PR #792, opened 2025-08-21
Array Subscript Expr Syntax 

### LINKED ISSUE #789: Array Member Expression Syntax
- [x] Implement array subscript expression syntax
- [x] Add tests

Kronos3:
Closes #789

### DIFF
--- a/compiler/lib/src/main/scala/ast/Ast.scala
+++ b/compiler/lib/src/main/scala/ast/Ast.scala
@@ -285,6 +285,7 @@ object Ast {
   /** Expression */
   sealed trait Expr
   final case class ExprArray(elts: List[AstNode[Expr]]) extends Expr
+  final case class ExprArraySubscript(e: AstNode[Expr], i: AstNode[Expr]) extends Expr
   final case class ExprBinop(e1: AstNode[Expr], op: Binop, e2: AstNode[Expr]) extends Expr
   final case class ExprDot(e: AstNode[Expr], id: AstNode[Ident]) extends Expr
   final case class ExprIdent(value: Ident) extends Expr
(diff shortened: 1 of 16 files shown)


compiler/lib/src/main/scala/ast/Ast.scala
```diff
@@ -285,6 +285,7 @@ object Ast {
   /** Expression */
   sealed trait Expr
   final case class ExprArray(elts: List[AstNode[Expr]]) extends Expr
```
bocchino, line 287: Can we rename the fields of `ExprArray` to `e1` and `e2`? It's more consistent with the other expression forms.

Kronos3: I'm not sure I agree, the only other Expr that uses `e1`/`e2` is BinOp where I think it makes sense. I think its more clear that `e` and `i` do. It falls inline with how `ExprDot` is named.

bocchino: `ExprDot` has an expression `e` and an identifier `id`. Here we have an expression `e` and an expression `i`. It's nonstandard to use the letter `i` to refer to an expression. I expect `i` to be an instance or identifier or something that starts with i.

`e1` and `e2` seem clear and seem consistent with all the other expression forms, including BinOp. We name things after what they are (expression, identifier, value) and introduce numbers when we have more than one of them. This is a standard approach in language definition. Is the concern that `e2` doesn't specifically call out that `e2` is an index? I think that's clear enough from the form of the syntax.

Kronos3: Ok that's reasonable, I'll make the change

→ PROBLEM: What belongs in the answer is each line from the listing above that contains "bocchino".

→ RESPONSE FOR THIS EXERCISE:
bocchino, line 287: Can we rename the fields of `ExprArray` to `e1` and `e2`? It's more consistent with the other expression forms.
bocchino: `ExprDot` has an expression `e` and an identifier `id`. Here we have an expression `e` and an expression `i`. It's nonstandard to use the letter `i` to refer to an expression. I expect `i` to be an instance or identifier or something that starts with i.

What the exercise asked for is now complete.